Tuesday, April 28, 2009

“Brick & Mortar: Shopping in the 21st Century”

The above is the title of a book where I contributed a chapter on Cartoon Sequence Research. Tina M. Lowrey, Professor of Marketing at the University of Texas, is the editor of the book and it was published by Taylor and Francis Group, NY, 2008.

Tina saw my research and invited me to make a presentation at the Annual Conference on Advertising and Consumer Psychology in 2006. Essentially, this conference was about the continuing relevance of shopping centers in the face of on-line computer shopping. I wanted to understand what factors are involved when a consumer decides to shop by computer versus going to the shopping mall or vice versa.

There are some obvious differences.
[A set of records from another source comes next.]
PR #6976, opened 2018-03-02
Performance enhancement for Dist objects

groutr:
Remove key function and replace with key attribute.

Since the key is immutable, we don't need a function call to produce it.
Building the key once at object creation avoids a lot of new tuple
objects and function calls.  I also store the hash of the key since
tuples recursively calculate their hash values each time.

In creating a basic data science environment, these changes shave about 1.7s off the total runtime for conda.
```
time python main.py create -n testdev python numpy scipy pandas jupyter --dry-run
dist-key2: 13.32s user 0.20s system 93% cpu 14.521 total

master: 15.33s user 0.21s system 95% cpu 16.223 total
```
The improvement is more noticeable with more packages.
```
time python main.py create -n testdev python numpy scipy pandas jupyter pytables bokeh cython dask datashader holoviews seaborn --dry-run
dist-key2: 30.51s user 0.29s system 96% cpu 32.031 total

master: 35.55s user 0.44s system 96% cpu 37.267 total
```

### DIFF
--- a/conda/models/dist.py
+++ b/conda/models/dist.py
@@ -73,7 +73,6 @@ class Dist(Entity):
                                    platform=platform)
 
         self.__key = (channel, dist_name)
-        self.__key_hash = hash(self.__key)
 
     def to_package_ref(self):
         return PackageRef(
@@ -244,7 +243,7 @@ class Dist(Entity):
         return isinstance(other, self.__class__) and self.__key >= other.__key
 
     def __hash__(self):
-        return self.__key_hash
+        return hash(self.__key)
 
     def __eq__(self, other):
         return isinstance(other, self.__class__) and self.__key == other.__key
--- a/conda/models/dist.py
+++ b/conda/models/dist.py
@@ -72,6 +72,9 @@ class Dist(Entity):
                                    base_url=base_url,
                                    platform=platform)
 
+        self.__key = (channel, dist_name)
+        self.__key_hash = hash(self.__key)
+
     def to_package_ref(self):
         return PackageRef(
             channel=self.channel,
@@ -228,33 +231,26 @@ class Dist(Entity):
                 if self.platform
                 else join_url(self.base_url, filename))
 
-    def __key__(self):
-        return self.channel, self.dist_name
-
     def __lt__(self, other):
-        assert isinstance(other, self.__class__)
-        return self.__key__() < other.__key__()
+        return isinstance(other, self.__class__) and self.__key < other.__key
 
     def __gt__(self, other):
-        assert isinstance(other, self.__class__)
-        return self.__key__() > other.__key__()
+        return isinstance(other, self.__class__) and self.__key > other.__key
 
     def __le__(self, other):
-        assert isinstance(other, self.__class__)
-        return self.__key__() <= other.__key__()
+        return isinstance(other, self.__class__) and self.__key <= other.__key
 
     def __ge__(self, other):
-        assert isinstance(other, self.__class__)
-        return self.__key__() >= other.__key__()
+        return isinstance(other, self.__class__) and self.__key >= other.__key
 
     def __hash__(self):
-        return hash(self.__key__())
+        return self.__key_hash
 
     def __eq__(self, other):
-        return isinstance(other, self.__class__) and self.__key__() == other.__key__()
+        return isinstance(other, self.__class__) and self.__key == other.__key
 
     def __ne__(self, other):
-        return not self.__eq__(other)
+        return not self == other
 
     # ############ conda-build compatibility ################
 


groutr:
Looks like the conda-build tests are passing now except for some missing R package from CRAN (r-cran-nmf)

mbargull:
What's the motive to remove the `assert`s? I'm no big fan of inducing potential silent fails..
@kalefranz: What was the motive that no `assert` is used for `__eq__`?

groutr:
@mbargull Running/compiling Python code in any optimized mode will disable assert statements, therefore asserts should never be used for control flow. Assertions are debug level statements for checking assumptions in a chunk of code.  We shouldn't assume that Python is always running our code in what is effectively a debug mode.  Using assert statements could introduce the silent fail behavior you wanted to avoid.

As for the silent fail potential, a better way would probably be to return NotImplemented if the type check fails.

groutr:
I should also explain for the benefit of all why we can't cache the has of self.__key.  What I observed is that the hash was changing between different instances of Dist objects.  For a given package in the solution, the dist object in the solution had a different hash than the dist object in the index.

In one of the failing conda-build tests, we had this situation.  The first line is the object in the solution and the second line is the corresponding object in the index.  The three fields are the objects hash, the contents of the object's key, and the object's id.
```
                   hash                contents of key                    id
Solution: -8194553981133064073 conda-forge ca-certificates-2018.1.18-0 139627647241296
Index: -8752704017545300206 conda-forge ca-certificates-2018.1.18-0 139627677492168

6310709686116748962 conda-forge certifi-2018.1.18-py36_0 139627647241464
4339292024634228224 conda-forge certifi-2018.1.18-py36_0 139627678240160

8068237682851260134 conda-forge ncurses-5.9-10 139627647241128
7380129252822756334 conda-forge ncurses-5.9-10 139627678464600

806033304550791492 conda-forge openssl-1.0.2n-0 139627647241240
-5172741414867245551 conda-forge openssl-1.0.2n-0 139627678617104

6783883222000868768 conda-forge pip-9.0.1-py36_1 139627647239784
4375778942271413089 conda-forge pip-9.0.1-py36_1 139627683574056

-4066167169479619783 conda-forge python-3.6.4-0 139627647239560
5076903470494095772 conda-forge python-3.6.4-0 139627681752008

8612007355177735106 conda-forge readline-7.0-0 139627647240848
-5141768007290159154 conda-forge readline-7.0-0 139627679659568

-1909622333390710995 conda-forge setuptools-38.5.1-py36_0 139627647239448
2847656242649401031 conda-forge setuptools-38.5.1-py36_0 139627681856480

24015384924622500 conda-forge sqlite-3.20.1-2 139627647240736
3893619110724713884 conda-forge sqlite-3.20.1-2 139627717402296

-504215723807823378 conda-forge tk-8.6.7-0 139627647240568
-8546783321497732552 conda-forge tk-8.6.7-0 139627695720936

1287821086695946909 conda-forge wheel-0.30.0-py36_2 139627647240064
2618240198229800662 conda-forge wheel-0.30.0-py36_2 139627678202848

-6611820260125506438 conda-forge xz-5.2.3-0 139627647240344
-8305524842936266159 conda-forge xz-5.2.3-0 139627680903296

-6725206302785262792 conda-forge zlib-1.2.11-0 139627647240232
-4831967795482785717 conda-forge zlib-1.2.11-0 139627698195872
```

mbargull:
> @mbargull Running/compiling Python code in any optimized mode will disable assert statements, therefore asserts should never be used for control flow. Assertions are debug level statements for checking assumptions in a chunk of code. 

Yeah, I know and I'm also very inclined to rap over people's knuckles if they dare to incorporate `assert` into control flow -- and it's actually one major thing that I dislike about defaults and conventions on how (C)Python is used. I wish `python -OO` were the default, static type checking would become more common, etc. /minor (agreeing) rant over
I assumed (i.e., haven't checked all uses), that those `assert`s were used as they should (i.e., as you depicted, not in control flow and not expected failures) from what I then assumed that the comparisons are never done with non-`Dist` objects. And thus the existing `isinstance` for `__eq__` didn't make sense to me.
(And rather than throwing `NotImplemented`/`TypeError`, I'd make more sense to look review the `Dist` comparison usages -- but I guess, investing time in #6979  and further work makes even more sense :wink:)

----
Thanks for the additional information and investigation regarding the hashes; interesting, I wonder how that happens (something pickled/unpickled? would that make an influence? strange.. ).

groutr:
@mbargull, I'm glad that we agree about assert statements.
I see what you mean by the silent behavior.  I'm in the process of checking the various versions of these comparison methods to see how they affect the test suite.  I can also gather information on if the type check fails (and what types attempt to be compared with Dist objects).

I haven't seen any code that explicitly compares Dist objects, and the fields that are in the key lead me to believe that the comparisons are probably only used for sorting purposes.  What meaning can you ascribe to the comparison of 'conda-forge' < 'defaults' or comparing the string representation of the dist?

At the end of the day, I agree, if Dist is to go away, then more effort on this PR probably isn't warranted.  I'd much rather put the additional effort into #6979.

As for the hashes, I suspect that somewhere an object is using the default `__hash__` which relies on the object's id.

travishathaway:

PR #6988, opened 2018-03-05
circleci: switch conda-build 2.1 tests to 2.1.x

mbargull:
Switches the `conda-build 2.1` tests from the `2.1.17` tag to the `2.1.x` branch so that `2.1` tests work again.
xref: https://github.com/conda/conda-build/pull/2726

PR #6990, opened 2018-03-05
circleci: skip conda-build test r-cran-nmf

mbargull:
Replaces #6988. Didn't notice the existing `conda-build` test skips before...

### DIFF
--- a/circle.yml
+++ b/circle.yml
@@ -65,6 +65,7 @@ conda_build_test: &conda_build_test
       not xattr
       and not skeleton_pypi
       and not perl-cpan-Moo
+      and not r-cran-nmf
       and not test_expand_globs
       and not test_build_expands_wildcards
       and not numpy_build_run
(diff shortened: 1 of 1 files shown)


circle.yml
```diff
@@ -65,6 +65,7 @@ conda_build_test: &conda_build_test
       not xattr
       and not skeleton_pypi
       and not perl-cpan-Moo
+      and not r-cran-nmf
       and not test_expand_globs
       and not test_build_expands_wildcards
       and not numpy_build_run
```
kalefranz: I think this whole `CONDABUILD_SKIP ` block should be removed.  Doesn't it get trampled by what's below in every case it's used anyway?

kalefranz:
What the heck is going on with the conda-build 2.1 tests?

    Exit code 5: No tests were collected

Weird.

circle.yml
mbargull: Yeah, looks that way. I'll remove it.

kalefranz:
So it looks like `and not cran-nmf` is fine, but `and not r-cran-nmf` causes the no tests found situation. I have no idea why.

kalefranz:
superseded by #7065

PR #7000, opened 2018-03-07
Fix #6996: change fish prompt only if changeps1 is true

### LINKED ISSUE #6996: `conda.fish` does not respect `changeps1` config setting
**I'm submitting a...**
  - [x] bug report
  - [ ] feature request

## Current Behavior

The `conda.fish` file does not respect the `changeps1` [config setting](https://conda.io/docs/user-guide/configuration/use-condarc.html?highlight=changeps1#change-command-prompt-changeps1). In particular his function:

https://github.com/conda/conda/blob/a88a7b065ff4c00712286e099e4cebd199ebf6b6/conda/shell/etc/fish/conf.d/conda.fish#L34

Going to the mall is an “experience” filled with a multitude of sensory opportunities. It can be a hassle or an adventure. On-line shopping tends to be a solitary endeavor with a plethora of information but with little hands-on experience plus you must wait to receive the product which may lessen the impact of emotions.

There are so many questions in making the comparisons between the two that it is difficult to know where to start.

My presentation and subsequent chapter in the book simply made the case that Cartoon Sequence Research (CSR) is ideally suited for handling the complexity of this type of research question. There are no leading questions by the researcher and the respondent looks at the pictographs and starts telling a story.

After handling the academic rigors of background theory and such things as validity and reliability, I went on to suggest this straight-forward approach. I worked with a cartoonist to construct a series of pictographs showing individuals shopping in the mall and by computer. It should be noted that there are three types of cartoons: situational; interactive; and reflective. The situational cartoon sets the scene or provides the context. The interactive cartoon shows an individual or group with the product or another person. The reflective cartoon shows an individual, matched to the respondent by age, race and gender, discussing their reaction either in person or on the phone. In other words, we show where they are, what they are doing, and how they describe the experience.

The chapter also describes several settings in which CSR was used the past few years and they include the following industries: homebuilding; banking; education; national and state associations; and auto buying.